22 キリン、復活! そして、最終決戦へ

 渦の中はとても暗く、そしてとても寒い。

 私、このままどうなっちゃうの?

 私は不安になった。1人ぼっち。孤独。そんな言葉が頭の中を支配する。

「怖いよ……スザク、助けて……」

 あの時、スザクの言うことを聞いていればよかった。私は今になって後悔する。

「もう、何もかもあきらめてしまおうか……」

「あきらめるのは、まだ早いぜ。それに、嬢ちゃんは1人じゃない。俺を忘れるな!」

「え、キリンさん?」

 キリンの声がはっきりと頭の中に響いてくる。そっか、あなたがいたんだ。

 私はキリンがいることにほっとする。

「そろそろ、俺の出番だな」

 キリンがそう言うと、私の体が光りだした。

「何、この光……」

 私の体からまばゆい光が放たれ、私はとっさに目をつぶった。

 暗闇は消え、私は勢いよく外にはじき出された。

「痛いっ!」

「大丈夫?! ことねちゃん」

 はじかれた弾みで私は尻もちをついた。スザクが慌てて私に駆け寄る。

「私にも何がなんだか……あっ!」

 気づいたら、そこには神々しい光をまとったキリンが立っていた。

「キリンさん!」

「おぅ、嬢ちゃん、待たせたな。やっと出られたぜ」

 キリンは爽やかな笑顔を私たちに向ける。

「あんたが、ことねちゃんの中にいたキリンなのね」

「おぅ、スザク。俺のこといけ好かない奴だって?」

「な、なぜそのことを?!」

「嬢ちゃんの夢の中から全部見てたぜ。

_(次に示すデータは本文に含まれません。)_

PR #1865, opened 2026-07-19
fix(dwallet-mpc): assign NOA-sign presigns in consensus order, not local instantiation order

omersadika:
## What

全く、お前たちは失礼な奴らだな」

 キリンに言われて、スザクはバツの悪そうな顔をした。えぇ、ちゃんと見てましたね。

「というか、そんなことよりあの渦をなんとかしないと!」

「そんなことって、嬢ちゃん酷いなー」

 私が慌てていても、キリンは焦っていないようだった。

 すると、突然地響きがした。

「な、なに?! 地面が揺れて……」

 地面は揺れて立っていられない。キリンとスザクも踏ん張っていた。

 黒い渦の方を見ると、ゴォーッと音を立てて、どんどん周りを巻きこみ大きくなっていく。

「さびしいよ……助けて……」

「あれ? この声って……」

 その声は、この世界に来る前に聞いた声だ。

「あの、今声が聞こえたんですが!」

「え? 私には聞こえなかったわよ」

「俺も聞こえてねぇな。もしかして、嬢ちゃんにだけ聞こえたのかもな」

「そうなんですか?」

「それよりも、ここを離れましょう。あれ、すごくやばいわ」

 スザクに言われて私とキリンは頷いた。

 それから私はスザクに抱えて飛び、山から離れた。

「あ、キリンさんは浮くことが出来るんですね」

「あぁ、俺のことは気にしなくていい」

 私たちがそんな会話をしていると、向こうから何かが飛んできた。

「な、なんだろうあれ……?」

 それはだんだん近づいてきて、その姿がはっきりとわかった。

「じゃ、邪鬼じゃき?!」

 そう、それは邪鬼だった。それも1体ではなく、ものすごい数の邪鬼がこちらに飛んできたのだ。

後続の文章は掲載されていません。